(Dataset entries)
━━━━━━━━━━━━━━━━━━━━━━━━━━━━━━

PR #8530, opened 2024-12-28
Add support for RBSH-SWD2-ZB

leonw-04:
RBSH-SWD2-ZB is the same as RBSH-SWD-ZB but reports different model. RBSH-SWD2-ZB is the with matter and zigbee. Same as #8351


Koenkk:
Thanks!

PR #8546, opened 2025-01-01
fix: Fix configure failure for Datek HSE2905E

mellbye:
The Datek HSE2905E meter reader stopped working properly after a refactor in e8883c0. The device doesn't actually expose an onOff cluster. It also doesn't support power readings on the HA cluster, so separately extend the `electricityMeter` object for SE Metering and HA Electricity Measurement.

Fixes https://github.com/Koenkk/zigbee2mqtt/issues/25401

### DIFF
--- a/src/devices/datek.ts
+++ b/src/devices/datek.ts
@@ -5,7 +5,7 @@ import tz from '../converters/toZigbee';
 import * as constants from '../lib/constants';
 import {repInterval} from '../lib/constants';
 import * as exposes from '../lib/exposes';
-import {electricityMeter, onOff, temperature} from '../lib/modernExtend';
+import {electricityMeter, temperature} from '../lib/modernExtend';
 import * as reporting from '../lib/reporting';
 import {DefinitionWithExtend} from '../lib/types';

━━━━━━━━━━━━━━━━━━━━━━━━━━━━━━

What this task involves:
Using the records above, please retype only the run of lines from the line holding "The Datek HSE2905E" through the last line, both ends included.

Answer space:
The Datek HSE2905E meter reader stopped working properly after a refactor in e8883c0. The device doesn't actually expose an onOff cluster. It also doesn't support power readings on the HA cluster, so separately extend the `electricityMeter` object for SE Metering and HA Electricity Measurement.

Fixes https://github.com/Koenkk/zigbee2mqtt/issues/25401

### DIFF
--- a/src/devices/datek.ts
+++ b/src/devices/datek.ts
@@ -5,7 +5,7 @@ import tz from '../converters/toZigbee';
 import * as constants from '../lib/constants';
 import {repInterval} from '../lib/constants';
 import * as exposes from '../lib/exposes';
-import {electricityMeter, onOff, temperature} from '../lib/modernExtend';
+import {electricityMeter, temperature} from '../lib/modernExtend';
 import * as reporting from '../lib/reporting';
 import {DefinitionWithExtend} from '../lib/types';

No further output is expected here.